We would do well to remember that this feeling we have these days – that each year is worse than the one previously – is partly just that: a feeling. We are increasingly plugged in to the ongoing travesties and horrors of world news and so the effect is d
epressing. It’s a global sinking feeling. And the real worry is that all the increased fears we feel in themselves risk making the world worse.
If we see footage of a terrorist attack happening it becomes far easier to imagine another one happening, at any time, wherever we live. It doesn’t matter if, rationally, we know that we are far more likely to die from cancer or suicide or a traffic accident, the sensational terror we have seen on the news becomes the one that dominates our thoughts. And politicians exploit this, and ramp up the fears and create more division. Which leads to more instability and more opportunities for terrorists to do what they set out to do: cause terror. And then the politicians or political agitators ramp up the fear even higher.
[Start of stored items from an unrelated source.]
PR #496, opened 2020-05-11
Fix "Argument list too long" when building with `windows-gnu` target

yangby-cryptape:
When building `rust-rocksdb` with target `x86_64-pc-windows-gnu` (`mingw-w64-x86_64-rust` in msys2), the compiler throw the error `ar: Argument list too long`.

### DIFF
--- a/src/lib.rs
+++ b/src/lib.rs
@@ -1702,55 +1702,20 @@ impl Build {
 
         let objects: Vec<_> = objs.iter().map(|obj| obj.dst.clone()).collect();
         let target = self.get_target()?;
-        if target.contains("msvc") {
+        if target.contains("windows") {
+            let is_msvc = target.contains("msvc");
             let (mut cmd, program) = self.get_ar()?;
-            let mut out = OsString::from("-out:");
-            out.push(dst);
-            cmd.arg(out).arg("-nologo");
+            if is_msvc {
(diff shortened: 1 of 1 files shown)


alexcrichton:
Thanks for the PR! Would it be possible to perhaps take a different strategy though? I think we can call the `ar` command multiple times (although maybe with a different set of flags) to incrementally add objects to an archive. I think that may be a bit easier than trying to lump it all into one go?

yangby-cryptape:
> call the `ar` command multiple times

OK, I will try this.

VZout:
I'm running into this issue as well. @alexcrichton could you elaborate on your feedback?

As I understand it `cc-rs` supports response files for the `msvc` target but no other targets. This PR adds that.
Do you want to "redesign/move" how response files are handled in general?

Minor side note: https://github.com/alexcrichton/cc-rs/pull/496/files#diff-b4aea3e418ccdb71239b96952d9cddb6R1705
Should be `host = windows` not `target = windows` to support cross compiling.

alexcrichton:
I don't think it's necessary to use response files here, I think we can call the archiver multiple times to add objects, which should simplify this PR

NobodyXu:
#564 should have already fixed this issue, closing this PR

Issue #498, opened 2020-05-16
`windows_registry::find_tool` can report the `Tool` as being in the gnu family


ChrisDenton:
`windows_registry::find_tool` should surely return a MSVC family tool as that's the point of the function. However, although it finds the tool correctly, `is_like_msvc()` is returning `false`.

```Rust
use cc::windows_registry;

fn main() {
    let linker = windows_registry::find_tool("x86_64-pc-windows-msvc", "link.exe").unwrap();
    println!("{}", linker.path().to_string_lossy());
    dbg!(
        linker.is_like_msvc(),
        linker.is_like_gnu(),
    );
}
```
Output:
```
C:\Program Files (x86)\Microsoft Visual Studio\2019\Community\VC\Tools\MSVC\14.25.28610\bin\HostX64\x64\link.exe
[src\main.rs:6] linker.is_like_msvc() = false
[src\main.rs:6] linker.is_like_gnu() = true
```

As far as I can tell it falls back to the default tool family detection code, which in turn seems to mostly assume it's GNU unless it's `cl`. But I'm still finding my way round the code so I could be wrong.

alexcrichton:
Definitely seems like a bug! A PR would be most welcome to help and fix.

PR #499, opened 2020-05-18
In windows_registry::find_tool, set the ToolFamily to Msvc

ChrisDenton:
Ensures that the `Tool` returned from `windows_registry::find_tool` will always return true for `is_like_msvc()`. Addresses issue #498.

### DIFF
--- a/src/lib.rs
+++ b/src/lib.rs
@@ -2393,6 +2393,7 @@ impl Tool {
         Self::with_features(path, clang_driver, false)
     }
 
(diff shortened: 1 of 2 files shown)


alexcrichton:
Thanks! I think there's an error on CI though?

ChrisDenton:
Yes, sorry. It took me a minute to figure out why I wasn't seeing any issues locally. Of course, I forgot the items would be unused outside of Windows.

It is like someone who is ill with a compulsive disorder continually underlining their fears – staying indoors, or washing their hands 200 times a day. They are actually doing more to hurt themselves, in the name of protecting themselves. But this time the disorder isn’t individual. It is social. It is global.
Shocks to the system
THE WORD ‘SHOCK’ crops up increasingly among political commentators on TV. You watch/read/scroll the news in the 21st century and it feels like a continual barrage of it. Of shock.
‘Oh crap, what now?’ That becomes the general reaction.
You click on your favourite news site in the morning and flinch.
Shock may be an unpleasant thing for an individual or a society to experience, but it can be a useful political tool. Ask anyone who has ever had a full-blown panic attack and they will tell you that it makes you think about nothing else but the fear. If you are shocked you are confused. You aren’t thinking straight. You become passive. You go where the people tell you to go.